Ich bleibe entschlossen und konzentriert. Ich muss nicht überlegen, jede Einzelheit ist durchdacht. Eine Treppe führt mitten in der Halle zur Empore. Dorthin führt mein Weg. Hochgehen, die Tasche ohne Zögern abstellen und die Halle verlassen. Ich gehe los und bin vorbereitet. Oben auf der Empore angelangt, schaue ich mir die Stände mit Fisch und Kaviar an. Kaum was los, die Verkäufer schauen gelangweilt ins Leere. Die Köstlichkeiten sind teuer, der Lohn eines ganzen Tages für das Prekariat. An einer Stelle finde ich eine Lücke zwischen aufgestapelten Kisten und Eimern. Die anderen Plätze sind unbrauchbar, weil dort überhaupt nichts steht und ein herumstehender Gegenstand auffiele. Ich beschließe die Tasche in die oberste der gestapelten Kisten zu legen. Die ausgewählte Lücke zwischen den Ständen befindet sich vor einem der letzten Fischbuden. Langsam nähere ich mich, vorsichtig schaue ich mich um, ob jemand sich hinter mir befindet. Eine Frau und ein Mann überholen mich. Ein junges Pärchen, das sich an den Händen hält, in beständigem Austausch von Worten, Gesten und Berührungen. Sie sind vor mir und stehen an einem Fischstand. Vielleicht feiern sie das Jubiläum ihres Kennenlernens. Sie sollten sich mit ihrem Einkauf beeilen.
Es riecht nach Fisch und Meer. Feuer wird den Geruch vertreiben. Hinter mir befindet sich eine ältere Frau, die sich ziellos umschaut. Ich bemerke sie, als ich nur noch wenige Meter von der Lücke mit den Kisten entfernt bin und mich an die Balustrade lehne, um auf den Moment zu warten, die Tasche abzustellen. Ich fühle mich unbeobachtet. Wenn ich fliehen muss, werde ich die Mütze überziehen, die ich mir zurechtgeschnitten habe. Meine Kleidung ist unauffällig. Jeans, schwarzes T-Shirt ohne Aufdruck. Mein Blick wandert von der Balustrade über die Stände im Erdgeschoss. Menschen. Manche mit gefüllten Tüten voller Obst und Gemüse. Andere schlendern ziellos und genießen die Kühle der Halle.
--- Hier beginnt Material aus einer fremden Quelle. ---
PR #7840, opened 2025-04-25
Allow compiling `uucore` with `wasm32-unknown-unknown`

cptpiepmatz:
Older versions of `uucore` could be compiled with `wasm32-unknown-unknown`. But inside `uucore::mods::io` are file handles used which only exist when you have a filesystem which wasm doesn't have. So I feature gated them behind `fs`. I cannot really run the tests on my machine as my german operating system doesn't report english error messages.

### DIFF
--- a/src/uu/dd/Cargo.toml
+++ b/src/uu/dd/Cargo.toml
@@ -21,7 +21,12 @@ path = "src/dd.rs"
 clap = { workspace = true }
 gcd = { workspace = true }
 libc = { workspace = true }
-uucore = { workspace = true, features = ["format", "parser", "quoting-style", "fs"] }
+uucore = { workspace = true, features = [
+  "format",
+  "parser",
+  "quoting-style",
+  "fs",
+] }
 thiserror = { workspace = true }
 
 [target.'cfg(any(target_os = "linux", target_os = "android"))'.dependencies]
--- a/src/uu/dd/Cargo.toml
+++ b/src/uu/dd/Cargo.toml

Ich bin entspannt, hellwach und absolut konzentriert. Was werden die Leute machen, wie werden sie sich bewegen, sobald sie den Brandsatz bemerken? Panik? Das Paket sieht wie ein sehr großer Kaugummi aus und wird ein Loch in den Boden reißen, wahrscheinlich die Balustrade beschädigen. Die Fische werden in der Luft tanzen und das Gemüse wird fliegen.

An die Menschen darf ich nicht denken, das Ziel zählt. Der Moment ist gekommen. Mit festen Schritten, ohne mich zu beeilen, gehe ich zu der Lücke zwischen den Ständen, wo die Kisten stehen und lege die Tasche in die oberste Kiste, als wäre sie mir zu schwer, als wollte ich sie nach meinen Einkäufen wieder abholen. Ich wende mich ab und gehe langsam und mit aller Gelassenheit, die ich aufbringen kann, zur Treppe. Auf der Treppe bleibe ich stehen und hole das Handy mit dem installierten Zeitzünder aus der Tasche. Ich brauche nur ein Signal senden und die Bombe ist aktiviert, programmiert von Brüdern. Das Handy habe ich von Anton. Ich drücke hastig auf den Knopf und sende das Signal.

Mir bleiben zehn Minuten. Bis dahin will ich auf der Zeil sein und mich in der Menge auflösen. Aus der Ferne werde ich Sirenen hören, Blaulicht sehen, den Knall der Bombe hören, Unruhe wird sich in der Stadt ausbreiten und ich werde weitergehen, einfach weitergehen. Ich bin kein Märtyrer und will nicht sterben, obwohl ich keine Angst vor dem Tod habe. Solange ich lebe, kann ich größere Aufgaben übernehmen, die Welt verändern. Es geht ohnehin nicht um mich, es geht um Würde und ein Leben im Einklang mit Gott. Es geht um Wahrheit in einer Welt, die von Geld und falscher Propaganda beherrscht wird. Sie lügen, wenn sie sagen, wir seien dumm, fanatisch und verblendet. Wir sind das Licht. Die Propheten, unter ihnen Jeus, sprachen vom Licht Gottes. Die Wahrheit muss durch die Dunkelheit hindurch sichtbar werden.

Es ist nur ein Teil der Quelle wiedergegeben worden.